Available records: Begin

PR #9, opened 2017-03-28
Add file stream

ericxtang:
Adding "FileStream" so a video stream can be written to disk.  This was used to test for SRS transcoding consistency.  The result looks good so far.


ericxtang:
Yeah I just ran the streaming by hand and inspected the output by checking the md5 of all the segments

PR #11, opened 2017-04-07
Video segment

ericxtang:
The important changes here are the segmenter and the listener.

Segmenter uses FFMpeg to cut video into HLS segments.

Also, the listener automatically uses the segmenter to create a HLS stream whenever a RTMP stream is published.


segmenter/video_segmenter_test.go
```diff
@@ -0,0 +1,202 @@
...
+		dst.WritePacket(pkt)
+	}
+}
+func (s *TestStream) WriteRTMPToStream(ctx context.Context, src av.DemuxCloser) error { return nil }
+func (s *TestStream) WriteHLSPlaylistToStream(pl m3u8.MediaPlaylist) error            { return nil }
+func (s *TestStream) WriteHLSSegmentToStream(seg stream.HLSSegment) error             { return nil }
+func (s *TestStream) ReadHLSFromStream(buffer stream.HLSMuxer) error                  { return nil }
+
+func TestSegmenter(t *testing.T) {
+	workDir := "/Users/erictang/Code/go/src/github.com/livepeer/lpms/segmenter/tmp" // "/Users/erictang/Code/go/src/github.com/livepeer/go-livepeer/livepeer/storage/streaming/tmp"
```
dob: Should we make this a directory not specific to your machine so that the tests can run on CI and elsewhere?

vidlistener/listener.go
```diff
@@ -17,38 +22,90 @@ type VidListener struct {
...
+					return err
+				}
+				ss := stream.HLSSegment{Data: seg.Data, Name: seg.Name}
+				glog.Infof("Writing stream: %v, len:%v", ss.Name, len(seg.Data))
+				hs.WriteHLSSegmentToStream(ss)
+			}
+		}()
+	}()
+	select {
+	case err := <-c:
```
dob: Can this listener be killed in any way, or does it just block forever? Or does PollSegment always eventually return an error?

cmd/rtmp_segment_packer/main.go
```diff
@@ -0,0 +1,344 @@
...
+			time.Sleep(time.Millisecond * 5)
+
+			if err != nil {
+				glog.Infof("Error writing RTMP packet from Stream %v to mux", s.StreamID)
+				dst.WriteTrailer()
+				return err
+			}
+		}
+
+		glog.Infof("Writing seg 6")
```
ericxtang: This is just a test.  I was trying to examine individual segments and see if transcoding output would be consistent if you skipped certain segments - and turns out no.  This made me pursue an alternative approach where we use FFMpeg to segment the video first.

lpms.go
```diff
@@ -65,10 +65,10 @@ func (l *LPMS) Start() error {
 //HandleRTMPPublish offload to the video listener
 func (l *LPMS) HandleRTMPPublish(
 	getStreamID func(reqPath string) (string, error),
-	stream func(reqPath string) (stream.Stream, error),
+	getStream func(reqPath string) (stream.Stream, stream.Stream, error),
```
ericxtang: getStream returns 2 streams, one for RTMP, and one for HLS (which the segmenter will populate).  This code change means the HLS stream will always be ready when a RTMP stream is published to the node. (But it won't be sent through the network unless requested.)

segmenter/video_segmenter.go
```diff
@@ -0,0 +1,223 @@
...
+}
+
+func pollPlaylist(ctx context.Context, fn string, sleepTime time.Duration, lastFile []byte) (f []byte, err error) {
+	for {
+		if _, err := os.Stat(fn); err == nil {
+			if err != nil {
+				return nil, err
+			}
+
+			content, err := ioutil.ReadFile(fn)
```
ericxtang: Not right now... I agree it can be a problem - was thinking about adding a "clear history" button in the UI or something...

ericxtang:
I'm confused about this new UI... It says there is a change request, but I've already made the changes (about fixing the tests...)  Is it working for you now?

dob:
:ship:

Available records: End

* **Work order**
Your task is to reproduce the full listing exactly.

* **Answer**
PR #9, opened 2017-03-28
Add file stream

ericxtang:
Adding "FileStream" so a video stream can be written to disk.  This was used to test for SRS transcoding consistency.  The result looks good so far.


ericxtang:
Yeah I just ran the streaming by hand and inspected the output by checking the md5 of all the segments

PR #11, opened 2017-04-07
Video segment

ericxtang:
The important changes here are the segmenter and the listener.

Segmenter uses FFMpeg to cut video into HLS segments.

Also, the listener automatically uses the segmenter to create a HLS stream whenever a RTMP stream is published.


segmenter/video_segmenter_test.go
```diff
@@ -0,0 +1,202 @@
...
+		dst.WritePacket(pkt)
+	}
+}
+func (s *TestStream) WriteRTMPToStream(ctx context.Context, src av.DemuxCloser) error { return nil }
+func (s *TestStream) WriteHLSPlaylistToStream(pl m3u8.MediaPlaylist) error            { return nil }
+func (s *TestStream) WriteHLSSegmentToStream(seg stream.HLSSegment) error             { return nil }
+func (s *TestStream) ReadHLSFromStream(buffer stream.HLSMuxer) error                  { return nil }
+
+func TestSegmenter(t *testing.T) {
+	workDir := "/Users/erictang/Code/go/src/github.com/livepeer/lpms/segmenter/tmp" // "/Users/erictang/Code/go/src/github.com/livepeer/go-livepeer/livepeer/storage/streaming/tmp"
```
dob: Should we make this a directory not specific to your machine so that the tests can run on CI and elsewhere?

vidlistener/listener.go
```diff
@@ -17,38 +22,90 @@ type VidListener struct {
...
+					return err
+				}
+				ss := stream.HLSSegment{Data: seg.Data, Name: seg.Name}
+				glog.Infof("Writing stream: %v, len:%v", ss.Name, len(seg.Data))
+				hs.WriteHLSSegmentToStream(ss)
+			}
+		}()
+	}()
+	select {
+	case err := <-c:
```
dob: Can this listener be killed in any way, or does it just block forever? Or does PollSegment always eventually return an error?

cmd/rtmp_segment_packer/main.go
```diff
@@ -0,0 +1,344 @@
...
+			time.Sleep(time.Millisecond * 5)
+
+			if err != nil {
+				glog.Infof("Error writing RTMP packet from Stream %v to mux", s.StreamID)
+				dst.WriteTrailer()
+				return err
+			}
+		}
+
+		glog.Infof("Writing seg 6")
```
ericxtang: This is just a test.  I was trying to examine individual segments and see if transcoding output would be consistent if you skipped certain segments - and turns out no.  This made me pursue an alternative approach where we use FFMpeg to segment the video first.

lpms.go
```diff
@@ -65,10 +65,10 @@ func (l *LPMS) Start() error {
 //HandleRTMPPublish offload to the video listener
 func (l *LPMS) HandleRTMPPublish(
 	getStreamID func(reqPath string) (string, error),
-	stream func(reqPath string) (stream.Stream, error),
+	getStream func(reqPath string) (stream.Stream, stream.Stream, error),
```
ericxtang: getStream returns 2 streams, one for RTMP, and one for HLS (which the segmenter will populate).  This code change means the HLS stream will always be ready when a RTMP stream is published to the node. (But it won't be sent through the network unless requested.)

segmenter/video_segmenter.go
```diff
@@ -0,0 +1,223 @@
...
+}
+
+func pollPlaylist(ctx context.Context, fn string, sleepTime time.Duration, lastFile []byte) (f []byte, err error) {
+	for {
+		if _, err := os.Stat(fn); err == nil {
+			if err != nil {
+				return nil, err
+			}
+
+			content, err := ioutil.ReadFile(fn)
```
ericxtang: Not right now... I agree it can be a problem - was thinking about adding a "clear history" button in the UI or something...

ericxtang:
I'm confused about this new UI... It says there is a change request, but I've already made the changes (about fixing the tests...)  Is it working for you now?

dob:
:ship:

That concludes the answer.